Ames-2021 CO2 Dipole Moment Surface and IR Line Lists: Toward 0.1% Uncertainty for CO2 IR Intensities

Xinchuan Huang; David W Schwenke; Richard S Freedman; Timothy J Lee

doi:10.1021/acs.jpca.2c01291

Ames-2021 CO₂ Dipole Moment Surface and IR Line Lists: Toward 0.1% Uncertainty for CO₂ IR Intensities

J Phys Chem A. 2022 Sep 8;126(35):5940-5964. doi: 10.1021/acs.jpca.2c01291. Epub 2022 Aug 25.

Authors

Xinchuan Huang^{1

2}, David W Schwenke³, Richard S Freedman^{2

4}, Timothy J Lee⁴

Affiliations

¹ MS 245-6, Astrophysics Branch, Space Science and Astrobiology Division, NASA Ames Research Center, Moffett Field, California 94035, United States.
² SETI Institute, 339 Bernardo Avenue, Suite 200, Mountain View, California 94043, United States.
³ MS 258-2, NAS Facility, NASA Ames Research Center, Moffett Field, California 94035, United States.
⁴ MS 245-3, Planetary Systems Branch, Space Science and Astrobiology Division, NASA Ames Research Center, Moffett Field, California 94035, United States.

PMID: 36007245
DOI: 10.1021/acs.jpca.2c01291

Abstract

A highly accurate CO₂ ab initio dipole moment surface (DMS), Ames-2021, is reported along with ¹²C¹⁶O₂ infrared (IR) intensity comparisons approaching a 1-4‰ level of agreement and uncertainty.

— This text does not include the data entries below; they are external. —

PR #666, opened 2023-11-09
Documentation changes.

grandell1234:
In this request I fixed a few grammatical errors and added in another way to install Flit using `pip3 install flit` instead of `python3 -m pip install flit`.

### DIFF
--- a/README.rst
+++ b/README.rst
@@ -11,8 +11,9 @@ Install
 
     $ python3 -m pip install flit
 or
+
 ::
-    
+
     $ pip3 install flit
 
 Flit requires Python 3 and therefore needs to be installed using the Python 3
--- a/README.rst
+++ b/README.rst
@@ -11,6 +11,8 @@ Install
 
     $ python3 -m pip install flit
 or
+::
+    
     $ pip3 install flit
 
 Flit requires Python 3 and therefore needs to be installed using the Python 3
--- a/README.rst
+++ b/README.rst
@@ -1,5 +1,5 @@
 **Flit** is a simple way to put Python packages and modules on PyPI.
-It tries to require less thought about packaging and help you avoid common
+It tries to require less thought about packaging and helps you avoid common
 mistakes.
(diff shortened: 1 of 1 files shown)


Carreau (approved):

README.rst
```diff
@@ -1,5 +1,5 @@
 **Flit** is a simple way to put Python packages and modules on PyPI.
-It tries to require less thought about packaging and help you avoid common
+It tries to require less thought about packaging and helps you avoid common
```
joukewitteveen, line 2: "to require [...] and help" seems correct to me. "to require [...] and to help" is a bit redundant. The suggested "it tries to require [...] and [it] helps" can work, but I would not say it is better.

README.rst
```diff
@@ -53,7 +59,7 @@ or as a directory — and you want to distribute it.
        [project.urls]
        Home = "https://github.com/sirrobin/foobar"
 
-   You can edit this file to add other metadata, for example to set up
+   You can edit this file to add other metadata, for example, to set up
```
joukewitteveen, line 62: I wouldn't add this comma since the example is setting up command line scripts, not the addition of other metadata.

README.rst
```diff
@@ -68,7 +74,7 @@ or as a directory — and you want to distribute it.
 Once your package is published, people can install it using *pip* just like
 any other package. In most cases, pip will download a 'wheel' package, a
 standard format it knows how to install. If you specifically ask pip to install
-an 'sdist' package, it will install and use Flit in a temporary environment.
+a 'sdist' package, it will install and use Flit in a temporary environment.
```
joukewitteveen, line 77: You pronounce "sdist" starting with a consonant cluster? I would say S-dist, in which case "an" is the correct article. I don't know what the "official" pronunciation is.

joukewitteveen (changes requested):
Apart from mentioning `pip3 install flit`, I think these changes are no good.

PR #76, opened 2020-09-30
fix(DIST-459): Remove iOS resize hack that is no longer needed

mathio:
Some forms are not displayed on iOS (see [DIST-459](https://jira.typeform.tf/browse/DIST-459)) because the <iframe> has width=0. This is due to an iOS hack introduced in 2017 (see [SB-731](https://jira.typeform.tf/browse/SB-731)) which seems to be no longer relevant.

This issue does not affect all forms, so it might be a conflict with host page CSS.

TODO:
- [x] more testing to confirm the hack can be removed

### DIFF
--- a/src/core/make-fullscreen.js
+++ b/src/core/make-fullscreen.js
@@ -1,8 +1,6 @@
 import {
   appendParamsToUrl,
   ensureMetaViewport,
-  applyIOSFooterHack,
-  applyIOSIframeResizeHack,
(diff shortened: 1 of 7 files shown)


prilutskiy (approved):

travis-tf:
*[BOT]* Preview available: https://embed.typeform.com/fabacdf92689841ae57ab082f43e69b1542aefee/embed.js

Issue #24, opened 2020-04-28
Large bundle size


bogdansoare:
This library comes at a whopping 113.1kB minified https://bundlephobia.com/result?p=@typeform/embed@0.16.0 

That is not very good for just showing a form on a website.

bogdansoare:
```
info Direct dependencies
└─ @typeform/embed@0.16.0
info All dependencies
├─ @emotion/stylis@0.7.1
├─ @emotion/unitless@0.6.7
├─ @typeform/embed@0.16.0
├─ classnames@2.2.6
├─ create-emotion-styled@9.2.8
├─ create-emotion@9.2.12
├─ custom-event@1.0.1
├─ immutability-helper@2.9.1
├─ preact-compat@3.19.0
├─ preact-context@1.1.4
├─ preact-render-to-string@3.8.2
├─ preact-transition-group@1.1.1
├─ preact@8.5.3
├─ scrollbar-width@3.1.1
├─ spin.js@2.3.2
├─ standalone-react-addons-pure-render-mixin@0.1.1
├─ stylis-rule-sheet@0.0.10
└─ stylis@3.5.4
```

That's a lot of dependencies.
My advice, drop css-in-js, just use css. Css-in-jss is not well suited for libraries unless both the library and the app consuming the library use the same css-in-js solution.

Second, have 2 versions of the lib, a vanilla one without preact and a react one that's a wrapper on top of the vanilla one, since react it's the most popular library.

Gotusso:
Hey @bogdansoare thanks for reaching out! Long story short, you're absolutely right, the bundle is too big for what the library does today. This also loads another bundle once the Typeform shows up that it's bigger, and it's impacting user experience the most, so we're focusing on that one first. After that, we will also check how we can shave some size here. 

In the meantime, I'm going to leave the issue open to keep collecting feedback, and as a channel for the improvements we do related to this issue.

bogdansoare:
Hey @Gotusso thank you for the response, glad to hear that you're working on it.
I really like typeform and would be happy if both developers and users will have a nice experience using this library.

All the best.

prilutskiy:
As of now, we reduced the bundle size by 27%. In the nearest future, we'll also be optimizing a bunch of other stuff, so the bundle will become even tinier.

jellevandevelde:
I'm struggling with the same issue here. The bundle size as of date is still very large.
https://bundlephobia.com/result?p=@typeform/embed@0.25.1

[...]

PR #88, opened 2020-10-28
perf: Move react, react-dom to peer deps

osdiab:

react and react-dom shouldn't be pinned so i dont need to install multiple versions of react to use this package

tests ran, just make sure it's still loading as you expect.

- [x]  Link to the issue - if any #24

this doesn't close that issue, it's just a small part of it.

### DIFF
--- a/package.json
+++ b/package.json
@@ -73,6 +73,8 @@
     "jest": "^26.0.1",
     "jsdom": "^16.2.2",
     "preact": "^10.4.4",
+    "react": "16.13.1",
+    "react-dom": "16.13.1",
     "regenerator-runtime": "^0.13.5",
     "selenium-standalone": "^6.17.0",
     "semantic-release": "^17.0.8",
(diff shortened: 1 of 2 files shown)


prilutskiy (approved):
Great job!

osdiab:
That was dev dependencies, you need it there because the tests depend on react being present.

mathio:
You are correct. But if we keep it as dev dep it is included in the final bundle:
Screenshot 2020-10-28 at 12 37 19

A sample nextjs app would I am testing this in still has 2 copies of react:
Screenshot 2020-10-28 at 12 37 19

Maybe there is something wrong with our build process 🤔

mathio:
I checked again and it looks like I was not installing it correctly. Your PR looks good as is, I removed my commit.

Lets merge it!

mathio:
Sorry for the confusion. The change was released and works as expected. Thank you for the PR!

The Ames-2021 DMS was accurately fitted from CCSD(T) finite-field dipoles computed with the aug-cc-pVXZ (X = T, Q, 5) basis for C atom and the d-aug-cc-pVXZ (X = T, Q, 5) basis for O atoms, and extrapolated to the one particle basis set limit. Fitting σ_rms is 3.8 × 10^-7 au for 4443 geometries below 15 000 cm^-1. The corresponding IR intensity, S_Ames-2021, are computed using the Ames-2 potential energy surface (PES), which is the best PES available for CO₂. Compared to high accuracy IR studies for 2001i-00001 and 3001i-00001 bands, S_Ames-2021 matches NIST experiment-based intensities [S_NIST-HIT16 or S_HIT20] to -1.0 ± 1.3‰, or matches DLR experiment-based intensities [S_{DLR-HIT16/UCL/Ames}] to 1.9 ± 3.7‰. This indicates the systematic deviations and uncertainties have been significantly reduced in S_Ames-2021. The S_UCL2015 (or S_HITRAN2016) have larger deviations (vs S_DLR) and uncertainties (vs S_DLR, S_NIST) which are attributed to the less accurate Ames-1 PES adopted in UCL-296 line list calculation. The S_Ames-2021 intensity of ¹²C¹⁶O₂ and ¹³C¹⁶O₂ is utilized to derive new absolute ¹³C/¹²C ratios for Vienna PeeDee Belemnite (VPDB) with uncertainty reduced by ¹/₃ or ²/₃. Further evaluation of S_Ames-2021 intensities are carried out on those CO₂ bands discussed in the HITRAN2020 update paper. Consistent improvements and better accuracies are found in band-by-band analysis, except for those bands strongly affected by Coriolis couplings, or very weak bands measured with relatively larger experimental uncertainties. The Ames-2021 296 K IR line lists are generated for 13 CO₂ isotopologues, with 18 000 cm^-1 and S_{296 K} > 1 × 10^-31 cm/molecule cutoff and then combined with CDSD line positions (except ¹⁴C¹⁶O₂). The Ames-2021 DMS and 296 K IR line lists represent a major improvement over previous CO₂ theoretical IR intensity studies, including Ames-2016, UCL-296, and recent UCL DMS 2021 update. A real 1 permille level of agreement and uncertainty will definitely require both more accurate PES and more accurate DMS.